Here’s how to avoid potentially getting the coronavirus from your toilet

A new study published in the Physics of Fluids journal warns that it’s possible to contract COVID-19 when flushing a toilet previously used by an infected individual.

Although coughing and a fever remain some of the most common symptoms of COVID-19, some infected people experience diarrhea and vomiting. Additionally, researchers have found large amounts of the virus in fecal matter of COVID-19 patients, and it remained in stool samples even after the virus was cleared from the patients’ lungs, according to the Washington Post. 

Researchers believe COVID-19 can spread via toilet use when an infected patient flushes without closing the toilet lid.
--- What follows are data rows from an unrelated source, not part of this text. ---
PR #2556, opened 2016-05-03
Split up API implementation (for v2 and admin API)

kaedroho:
As per https://github.com/torchbox/wagtail-rfcs/pull/8 this PR restructres the API v2 and admin API so endpoint definitions are in their respective apps rather than a central module.

I've left the tests where they are as I think it's quite nice to be able to just do ``python runtests.py wagtail.wagtailadmin.tests.api`` to run every admin api test


kaedroho:
Going to redo this so that it's based on the implementation currently in master and I'll reimplement the fields change and admin API on top of that.

kaedroho:
Superseded by #2649

PR #4108, opened 2017-12-07
Update register_page_listing_more_buttons example

### LINKED ISSUE #4103: docs: register_page_listing_more_buttons gives wrong button class as example
I found a small issue with the docs, the documentation for register_page_listing_more_buttons gives you an example which appears to be copy-pasted from register_page_listing_buttons above it, because it tells you to use PageListingButton but that really looks out of place as a dropdown item in the More menu.

I had to read the Wagtail source to see how the More menu was constructed and realised the wrong button class was used in the docs, it should just be Button instead of PageListingButton.

I think the example in the docs should be fixed, as it confused me, it's going to confuse others.

lb-:
Use Button instead of PageListingButton in **register_page_listing_more_buttons** section.

Closes #4103

### DIFF
--- a/docs/reference/hooks.rst
+++ b/docs/reference/hooks.rst
@@ -719,13 +719,13 @@ Page explorer
 
     @hooks.register('register_page_listing_more_buttons')
     def page_listing_more_buttons(page, page_perms, is_parent=False):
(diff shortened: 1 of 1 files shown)


kaedroho:
LGTM, thanks!

PR #4116, opened 2017-12-10
Exception str to guide about missing Page instance inheritors

benjaoming:
Thanks for making Wagtail! :tada: 

I found that there's still some missing guidance after #3567. It's a modified version of #3554. To reproduce this error and make the main `/wagtail` (or `/admin`) view crash:

image

1. Create a `MyPage` instance (some model inheriting from `Page` and then an instance of that model)
1. Remove the instance of `MyPage`, but not the parent `Page` object. On method is to migrate backwards and forwards again.

Exception after this PR:

image

### DIFF
--- a/wagtail/wagtailcore/models.py
+++ b/wagtail/wagtailcore/models.py
@@ -721,7 +721,10 @@ class Page(six.with_metaclass(PageBase, AbstractPage, index.Indexed, Clusterable
             if commit:
                 self.save()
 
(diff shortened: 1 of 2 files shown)


lb-:
This PR is quite old, sorry this never got a decision or review @benjaoming 

For now I think it's best we close this, there has been a lot of work done since v1.13, including better handling of deleted page models (mostly in the History/reporting side of things though).

If this is still a problem on Wagtail 5.* - hopefully yourself or someone can raise an issue.

PR #4117, opened 2017-12-11
Add ability to set custom value_class on StructBlock

### LINKED ISSUE #2204: Ability to subclass `StructValue` to attach custom properties to StructBlocks
As proposed in https://github.com/torchbox/wagtail/pull/2187#issuecomment-179790713 - add a new `Meta` setting to StructBlock to specify a 'value' class to use in place of `StructValue`. This would mean that StructBlock values are not limited to dictionary-like behaviour, but can have arbitrary calculated properties too.

(The same trick would presumably work on StreamBlock/StreamValue too, although the usefulness of that is less clear...)

Probably a very minimal code change, but would warrant a decent-sized example in the documentation.

lb-:
Let me know if this needs any revisions.

Closes #2204

* Added tests for value_class setting
* Linting done
* Documentation added

### DIFF
--- a/docs/topics/streamfield.rst
+++ b/docs/topics/streamfield.rst
@@ -377,6 +377,9 @@ This defines ``PersonBlock()`` as a block type that can be re-used as many times
 
 Further options are available for customising the display of a ``StructBlock`` within the page editor - see :ref:`custom_editing_interfaces_for_structblock`.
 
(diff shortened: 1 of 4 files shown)


gasman:
Thanks @lb-! Merged in 4ea836520365aa84219e8fe7257a6b66b771a196.

lb-:
@gasman thanks 👍

PR #4118, opened 2017-12-11
Add filter example images

### LINKED ISSUE #1685: Add some example images to image filters reference
Here's the image filters reference as it is today: http://docs.wagtail.io/en/v1.0/topics/images/using_in_templates.html

I think it would really help people understand how these filters work by adding some example images that describe how cropping/resizing is performed with each filter.

This will be especially useful for describing the "fill" operation and how it works with focal points, "closeness", etc

For example: https://github.com/thumbor/thumbor/wiki/Crop-and-resize-algorithms

lb-:
Adds example images for the main `filter` types in docs.

Closes #1685


kaedroho:
Fantastic work, thanks!

PR #4119, opened 2017-12-11
A simple Dockerfile for project template

tomdyson:
This Dockerfile makes it easy for Wagtail developers to build and deploy containers for their sites:

```
wagtail start mysite
cd mysite
docker build -t wagtail .
docker run -p 8000:8000 wagtail
```

> For new features: Has the documentation been updated accordingly?

Not yet - I'll add documentation if other core developers agree with this approach.

### DIFF
--- a/wagtail/project_template/Dockerfile
+++ b/wagtail/project_template/Dockerfile
@@ -13,4 +13,4 @@ WORKDIR /code/
 
 EXPOSE 8000
 CMD python manage.py migrate
-CMD exec gunicorn wagtail_docker_test.wsgi:application --bind 0.0.0.0:8000 --workers 3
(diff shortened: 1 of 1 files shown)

The study in the Physics of Fluids journal found that when people flush, “an upward velocity of as much as 5 m/s (meters per second) is produced, which is certainly capable of expelling aerosol particles out of the toilet bowl.” 

The study also found that 40%–60% of the total number of particles can potentially extend above the toilet seat and cause large-area spread—and this spreading can continue up to 70 seconds after flushing occurs. 

“As can be seen from our daily experience, flushing a toilet can cause violent turbulence, which will aid large-scale spread of viruses present in the toilet bowl,” the study said. “It has also been shown that flushing the toilet without putting the lid down is a bad habit.” 

The World Health Organization and the Centers for Disease Control and Prevention don’t think this revelation is anything to be concerned about, however. The CDC said it believes it’s unlikely that the spread that occurs in bathrooms is “capable of causing COVID-19.” 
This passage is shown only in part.